# Jelly like blood?



## lehmeow (Jan 4, 2016)

Hi, is it normal to have a strawberry jelly like blood coming out of the bacon?
 While slicing, I had some oozing out.  I hot smoked.  

Sent from my LG-D850 using Tapatalk


----------



## crankybuzzard (Jan 4, 2016)

It's probably myoglobin and not blood.  Myoglobin and nitrites assist in keeping the "red" in meats.  Myoglobins turns reddish when exposed to oxygen and nitrites.

What temp did you hot smoke to?


----------



## lehmeow (Jan 4, 2016)

I did not use cure and smoked to 150 internal. 

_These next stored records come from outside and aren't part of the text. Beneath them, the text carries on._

PR #58, opened 2018-06-07
Rewrite

mboneil10:
Halfway through the model and stop app rewrite


db/seeds.rb
```diff
@@ -12,6 +12,25 @@
              password_confirmation: 'password',
              admin: false
 
+Field.create! name: 'Curb cut',
+              category: 'Accessible',
+              field_type: :choice,
+              #choices: ["Within 20'", 'No curb cut', 'No curb'],
```
mboneil10: I didn't know how to include this in fields. :/

db/migrate/20180606143538_create_bus_stop_fields.rb
```diff
@@ -0,0 +1,10 @@
+class CreateBusStopFields < ActiveRecord::Migration[5.1]
+  def change
+    create_table :bus_stop_fields do |t|
+      t.string :value
+
+      t.timestamps
+    end
+    create_join_table :bus_stops, :fields
```
dfaulken: Does this not attempt to create the table twice? I would have expected just a singular `create_table`, since `create_join_table` doesn't allow specifying extra fields.

db/schema.rb
```diff
@@ -48,11 +54,26 @@
     t.string "shelter_type"
   end
 
+  create_table "bus_stops_field_names", id: false, force: :cascade, options: "ENGINE=InnoDB DEFAULT CHARSET=utf8" do |t|
```
dfaulken: This seems like an accidental inclusion?

mboneil10: tis

db/migrate/20180606143538_create_bus_stop_fields.rb
mboneil10: I found this online: 
[`create_join_table(table_1, table_2, options = {}) public`](https://apidock.com/rails/ActiveRecord/ConnectionAdapters/SchemaStatements/create_join_table)
That's why I put two fields down. Am I misinterpreting what the two tables are?

db/seeds.rb
dfaulken: Text, and then serialize to an Array.

lib/tasks/bus_stop_field.rb
```diff
@@ -0,0 +1,68 @@
...
+      ],
+      'Amenity' => [
+        { name: 'Bench', column: :bench, field_type: :choice, choices: ['PVTA bench', 'Other structure', 'Other bench', 'PVTA and other bench', 'None'], description: 'Determine if the bus stop has a bench or area to sit.' },
+        { name: 'Bike rack', column: :bike_rack, field_type: :choice, choices: ['PVTA bike rack', 'Other bike rack', 'PVTA and other bike rack', 'None'], description: 'Determine if there are bike racks.' },
+        { name: 'Schedule holder', column: :schedule_holder, field_type: :choice, choices: ['On pole', 'In shelter', 'None'], description: 'Determine if there is a bus schedule or not.' },
+        { name: 'System map exists', column: :system_map_exists, field_type: :choice, choices: ['New map', 'Old map', 'None'], description: 'Determine if there is a system map at this stop.' },
+        { name: 'Trash', column: :trash, field_type: :boolean, description: "Determine if there is a trash receptacle at the stop or within 10' of the stop." }
+      ],
+      'Accessible' => [
+        { name: 'Accessible', column: :accessible, field_type: :boolean, description: 'Can this stop be safely accessed?' },
```
dfaulken: Personally, I would align each field vertically, but the tradeoff is line length, so it's up to you.

lib/tasks/bus_stop_field.rb
```diff
@@ -0,0 +1,68 @@
...
+
+    fields.each_pair do |category, category_fields|
+      category_fields.each.with_index do |category_field, rank|
+        field = Field.create!(name: category_field.fetch(:name),
+                              rank: rank,
+                              category: category,
+                              description: category_field.fetch(:description),
+                              field_type: category_field.fetch(:field_type))
+        BusStop.all.each do |stop|
+          BusStopField.create! stop: stop, field: field, value: stop.send(category_field.fetch(:column))
```
dfaulken: Are there any fields that don't currently have a column in the bus stop table?

If there are, what would happen here?

db/migrate/20180606143538_create_bus_stop_fields.rb
dfaulken: Do you want this migration to create two tables, though? My reading is that the first `create_table` makes a table called `bus_stop_fields`, and the `create_join_table` creates a table called `bus_stops_fields`, and with no `value` column.

Neither of those seems correct to me, but in either event I assume you don't want both.

db/seeds.rb
```diff
@@ -12,6 +12,25 @@
...
+              description: 'Determine the border between the road and the bus stop.',
+              rank: 2
```
dfaulken: I don't see a rank 1 'Accessible' field.

lib/tasks/bus_stop_field.rb
```diff
@@ -0,0 +1,68 @@
...
+        { name: 'Solar lighting', column: :solar_lighting, field_type: :boolean, description: 'Determine if this stop has solar lighting.' },
+        { name: 'Has power', column: :has_power, field_type: :choice, choices: ['Yes stub up', 'Yes outlet', 'No'], description: 'Determine if there is power or not.' },
+        { name: 'Real time information', column: :real_time_information, field_type: :choice, choices: ['Yes - solar', 'Yes - power', 'No'], description: 'Determine if this location has a real time information sign.' }
+      ]
+    }
+
+    fields.each_pair do |category, category_fields|
+      category_fields.each.with_index do |category_field, rank|
+        field = Field.create!(name: category_field.fetch(:name),
+                              rank: rank,
```
dfaulken: Have you run this task? Does it work?

Is rank `0` a problem with your design?

db/migrate/20180606143538_create_bus_stop_fields.rb
mboneil10: AH. I get what you mean. Thanks. I'll work on it tomorrow

db/seeds.rb
mboneil10: ? What do you mean.

lib/tasks/bus_stop_field.rb
mboneil10: I was considering it. Perhaps I will.

lib/tasks/bus_stop_field.rb
mboneil10: I haven't. And oh it certainly is a problem with my design.

dfaulken: Sorry, let me clarify the question. Would it cause a problem, given your design?

lib/tasks/bus_stop_field.rb
mboneil10: value would be nil...?

db/seeds.rb
dfaulken: This is a rank 2 field, but I didn't see a rank 1 field.

lib/tasks/bus_stop_field.rb
dfaulken: I suspect you'd be sending a method to which the model does not respond.

mboneil10: OK

db/migrate/20180606143538_create_bus_stop_fields.rb
mboneil10: Actually, I don't understand why the first table is wrong.

db/seeds.rb
mboneil10: OH WHOOPS my bad

db/migrate/20180606143538_create_bus_stop_fields.rb
```diff
@@ -0,0 +1,9 @@
+class CreateBusStopFields < ActiveRecord::Migration[5.1]
+  def change
+    create_table :bus_stop_fields do |t|
```
mboneil10: To continue our discussion @dfaulken, why is this wrong?

mboneil10: I'm not fighting for this being right, I just don't know why it's wrong.

db/migrate/20180606143538_create_bus_stop_fields.rb
dfaulken: Typically join tables would have the pluralized names of both tables. As you've written it, `bus_stop` is singular.

lib/tasks/bus_stop_field.rb
mboneil10: It works, but rank 0 doesn't make too much sense.

dfaulken: Keep in mind that array indices start at 0, is why I bring it up.

The value isn't constrained in the model, so arguably I could set negative rank as well.

db/migrate/20180606143538_create_bus_stop_fields.rb
dfaulken: It's not a big deal since you're using an Active record model for this anyway. Conventionally join tables will be the two table names, both pluralized, in alphabetical order.

But since the model is called BusStopField, arguably it's also convention for the table to be named bus stop fields.

So just removing the create join table statement is probably fine.

lib/tasks/bus_stop_field.rb
mboneil10: That's true.

lib/tasks/bus_stop_field.rb
mboneil10: No method error

mboneil10: But the value should be nil. SO I need to make some changes.

lib/tasks/bus_stop_field.rb
mboneil10: I was going to get to model constraints later, but just to be sure I should probably get them done now.

mboneil10:
Welp. I'm going to try running this now.

mboneil10:
It doesn't work.

lib/tasks/bus_stop_field.rb
```diff
@@ -0,0 +1,288 @@
...
+      category_fields.each.with_index do |category_field, rank|
+        rank += 1
+        field = Field.create! name: category_field.fetch(:name),
+                              rank: rank,
+                              category: category,
+                              description: category_field.fetch(:description),
+                              field_type: category_field.fetch(:field_type),
+                              choices: category_field.fetch(:choices)
+        BusStop.all.each do |stop|
+          BusStopField.create! bus_stop: stop,
```
mboneil10: `bus_stop` and `field` are missing in `BusStopField`.

mboneil10: oh right. Nested attributes

mboneil10: Damn ok I'll try some stuff

dfaulken: I don't understand what you're referring to here.

Is there a problem I can help diagnose?

mboneil10: Yes. I wrote the migration incorrectly. Now that I've written it correctly (a BusStopField has the attributes `bus_stop` and `field`), the join table is connected by the `bus_stop_id` and `field_id`. I thought that adding a foreign key of `field_name` would solve that problem, but it doesn't.

mboneil10:
@anbranin convinced me that we shouldn't be joining on `field_name` and `id`. 

The reason we wanted to join on `field_name` and `bus_stop_id` was for the scenario that a `field_name` was updated. Then, any of the data in HASTUS would still link to that `field`, even though it was completely different. HOWEVER:

When would a user ever want to change _just_ the name of the `field`and have it be a completely different question? Would they not need to also change the corresponding `description`? And, possibly `field_type`? At that point, the `field` shouldn't be updated and one could just as easily add a new `field`.

mboneil10:
Alright, I'll figure out what's wrong with the rake task on my own and run it. Thanks all :)

mboneil10:
LOL I had the rake file end in `rb`.

dfaulken:
No, I'm going to reclose. GH is showing things in the diff that are already live on master.

Issue #20, opened 2018-03-16
Date of stop survey


sherson:
We track when a stop was edited, but we should also probably track when it was actually physically checked/inventoried, and by whom. Related to #18.

dfaulken:
Should this be done automatically, or by manual user input (perhaps a separate model who tracks what stops were surveyed when, with a text field where users can indicate what person/group/entity/agency surveyed it)?

sherson:
All good questions. I'd like to talk with the other garages and PVTA first to get their thoughts.

mboneil10:
During the PVTA meeting on May 31st, it was requested that a user should be able to verify they physically checked/inventoried a stop. @sherson and I decided a button is best.

dfaulken:
A button that does what? Will there be a separate timestamp for it? Will we track who pressed it?

sherson:
>A button that does what? Will there be a separate timestamp for it? Will we track who pressed it?

It will track who pressed it and when.

mboneil10:
Do we think this should be on the edit page or on the manage stops page? Or both?

mboneil10:
After a meeting on June 5, we're going back to the idea of figuring out when the check box is checked. So, using paper trail if we can.

sherson:
I was thinking it should be on the edit page

sherson:
I was asked about this. To clarify, we should track both when it was last checked, and by whom (not be confused with when a stop was modified on a computer days / weeks / months later). That will come in handy for PVTA during the inventory process, and possibly years later.

PR #59, opened 2018-06-11
Add missing fields and remove unused field

jforgue:


jforgue:
screen shot 2018-06-11 at 3 41 25 pm

Looks more or less the same ass before.

app/views/bus_stops/_form.haml
```diff
@@ -21,6 +18,18 @@
...
         %td= f.check_box :completed
+      %tr
+        %td= f.label :garage_responsible
+        %td= f.select :garage_responsible, %w[SATCo UMTS VATCo], include_blank: true
+      %tr
+        %td= f.label :state_road
+        %td= f.check_box :state_road
+      %tr
+        %td= f.label :date_stop_checked
+        %td= f.date_select :date_stop_checked, value: Date.today, disabled: true
```
dfaulken: @mboneil10 my interpretation is that these ought to be autofilled by the controller when (and only when) someone is marking the stop as completed.

Is that your understanding?

mboneil10: Yes, my fault I forgot to tell him to look at that issue.

mboneil10: @jforgue, in #20 we concluded to do what @dfaulken said above. You can remove `:date_stop_checked` and `:stop_checked_by`. Sorry I didn't realize the confusion earlier.

jforgue: Will do, no worries.

jforgue: Do we just want the fields removed from the form or the attributes removed from the model? I assume the later as we mention `paper_trail` in the issue.

Anbranin: As we talked about, both of these attributes can be covered with PaperTrail `versions` and `whodunnit`, so I'd remove the columns entirely at least for now.

dfaulken: We'd discussed that that could have performance implications, so I agree to use PaperTrail for now, but we should keep the current approach in our back pocket.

Sent from my LG-D850 using Tapatalk


----------



## crankybuzzard (Jan 4, 2016)

I'm sticking with myoglobin, but if you didn't use cure, you don't have bacon, you have smoked pork belly.


----------



## chef jimmyj (Jan 4, 2016)

Animals are bled out as part of processing, so other than a clot in bruised muscle, there is no blood in commercial meat. That said, if the meat was cold when sliced, it is possible to have some pooled meat juices that gelatinized ooze out...JJ


----------



## lehmeow (Jan 5, 2016)

Yes the meat was cold.  Looked like a hole through the meat where it was coming out. Definitely looked just like jelly if that helps. Myoglobin sounds right. 

Sent from my LG-D850 using Tapatalk


----------



## westby (Jan 7, 2016)

I would agree that without curing, it is definitely not bacon - its half cooked pork belly.  I'm not sure of the food safety ramifications of not curing it, but I'm sure others can chime in.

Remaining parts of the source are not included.